Alguns (raros), exercem-na, de fato. Outros... Stuart Cloete observa, também, no citado romance: “Outros homens lhes bebem o suor; bebem-lhes o sangue, que é a vida do homem. E devoram-lhes o tempo – de modo que eles não têm tempo para pensar, que é a função do homem; isto faz com que os homens corram e se esfalfem o dia todo, e o façam também durante a noite – mas nunca tratem de seus próprios assuntos, engajados que estão a serviço e para lucro de outro. E estes são os homens que denominamos civilizados – estes consumidores de homens – e os homens que permitem que os outros os consumam”.
Como se vê, superestimamos as virtudes humanas e por motivos óbvios: fazemos parte da espécie. Estamos, todavia, em um estágio ainda muito primário, primaríssimo de desenvolvimento mental, moral, ético e espiritual. Temos muito, muitíssimo, além da conta, a evoluir para sermos os racionais que nos julgamos e nos autodenominamos. Podemos vir a ser, óbvio. Mas ainda não somos.

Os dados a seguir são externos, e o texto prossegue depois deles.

PR #2804, opened 2020-04-23
Allow authorised users to change an investment project to any stage 

mforner13:
### Description of change

This PR adds a new investment project permission `can_change_to_any_stage_investmentproject` and a new endpoint `v3/investment/<uuid:pk>/update-stage`. Users with this permission will be able to update the stage of the investment project freely, so can move from any one stage to any other stage, through a patch request to this endpoint. This request will bypass any field validation checks. 

The status of the project is also be updated if the current or new stage is 'won'.

Currently the investment verification team can change a project's stage in Django admin, whereas this change will allow them to make these changes in the front end and reduce the number of people who need access to Django admin.

There is currently a permission `can_change_stage_to_won` which allows only the verification team to move an investment project from verify win -> won. Once this change is released, and the relevant users have been assigned the new permission, `can_change_stage_to_won` will no longer be needed and will be removed.

### Checklist

  <details>
  
  </details>
  
  <details>
  
  </details>

### General points

<details>

</details>


changelog/investment/allow_authorised_users_to_change_project_to_any_stage.md
```diff
@@ -0,0 +1,3 @@
+To allow the investment verification team to move projects between stages in the front end, rather than in Dajngo Admin, a new permission `change_to_any_stage_investmentproject` is now available.
```
reupen, line 1: FYI this news fragment needs a type in the file name (e.g. `.api.md` or `.feature.md`).

Also, small typo :slightly_smiling_face: 

```suggestion
To allow the investment verification team to move projects between stages in the front end, rather than in Django Admin, a new permission `change_to_any_stage_investmentproject` is now available. 
```

datahub/investment/project/serializers.py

Desde tenra idade, quando comecei a compreender o mundo em que vivia e a buscar explicações para tudo o que me cercava, além do meu papel na sociedade, até hoje, quando me aproximo de sete décadas de vida, nunca consegui compreender essa exploração do homem pelo homem. Se todos nascemos da mesma forma, se a totalidade da espécie (sem a mínima exceção) tem o mesmíssimo destino, qual seja, o da inexorável extinção, qual a razão plausível, ou minimamente justificável, para uns explorarem, humilharem, degradarem, escravizarem (ostensiva ou disfarçadamente) e matarem outros?
O homem, somente, poderá ser considerado racional e civilizado quando (ou se) modificar esse comportamento de parasita facultativo para, digamos, o da simbiose. E mais, para um inteligente mutualismo, que é, por definição, “interação de espécies em que ambas se beneficiem”.
A natureza não cansa de nos dar esse tipo de exemplos de convivência mutuamente útil e construtiva. Nós, arrogantes e néscios (mas que nos julgamos tão sábios e prescientes), é que não atentamos a eles. E não buscamos, claro, segui-los.
Na nossa flora intestinal, por exemplo, temos um desses casos em que as bactérias que a integram nos favorecem plenamente, completando, com sucesso, nosso complicado processo de digestão e, em contrapartida, sobrevivem dos restos que nosso organismo, de qualquer forma, iria eliminar. Por isso, por mais que me doa e que afete meu amor próprio, não posso deixar de concordar com Stuart Cloete quando classifica o homem como “o maior, o mais cruel e o mais mesquinho de todos parasitas”.